[What needs to be done]: Note each line in the data holding the string "which" and report it.

[Supplied information]:

PR #5473, opened 2026-08-03
Resolve product docs from the caller's checkout

dimitrieh:
## Description

Docs resolution moves into `nuxt/lib/docs-sync.mjs`, which looks for the docs in this order: `FLOWFUSE_DOCS_LOCAL`, a sibling `flowfuse` checkout, the snapshot committed on `live`, then a download from `main`.

The sibling rule is the one #5177 removed. It means a local checkout is picked up with no setup, and the flowfuse doc check can build a docs PR against its own changes instead of against `main`.

Three smaller fixes ride along: clones keep full history, so each page gets its own "last updated" date instead of every page sharing one; `npm run docs` is back; and `build.yml` commits the docs onto `live`, so production deploys stop downloading them at deploy time.

This does not change whether docs publish. That is FlowFuse/flowfuse#8029.

Review steps are in the comment below.

## Related Issue(s)

Part of #5432

## Checklist

 - [x] I have read the [contribution guidelines](https://github.com/FlowFuse/flowfuse/blob/main/CONTRIBUTING.md)
 - [x] I have considered the performance impact of these changes
 - [x] Suitable unit/system level tests have been added and they pass
 - [x] Documentation has been updated
 - [ ] For blog PRs, an Art Request has been created ([instructions](https://flowfuse.com/handbook/design/art-requests/#creating-an-art-request))

PR #5474, opened 2026-08-03
Show the docs update time as relative, exact stamp on hover

dimitrieh:
## Description

The docs sidebar prints `Updated: 2026-03-18 15:07:47 +0000`. This shows `Updated: 5 months ago`, with the exact stamp on hover:

```html
<time datetime="2026-03-18T15:07:47+00:00" title="2026-03-18 15:07:47 +0000">5 months ago</time>
```

The label is worked out in the browser, since a prerendered page would freeze it until the next build. The server still renders the exact stamp, so it survives without JS.

Formatting lives in `nuxt/lib/relative-time.mjs` with 7 unit tests. Pairs with #5473, which gives each page its own date, but does not depend on it.

## Checklist

### DIFF
--- a/nuxt/lib/relative-time.mjs
+++ b/nuxt/lib/relative-time.mjs
@@ -1,0 +1,54 @@
+// Formats the docs `updated:` stamp. Kept free of Nuxt and Vue imports so it can be
+// unit tested with `node --test`.
+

[Response for this exercise]:
Docs resolution moves into `nuxt/lib/docs-sync.mjs`, which looks for the docs in this order: `FLOWFUSE_DOCS_LOCAL`, a sibling `flowfuse` checkout, the snapshot committed on `live`, then a download from `main`.
Formatting lives in `nuxt/lib/relative-time.mjs` with 7 unit tests. Pairs with #5473, which gives each page its own date, but does not depend on it.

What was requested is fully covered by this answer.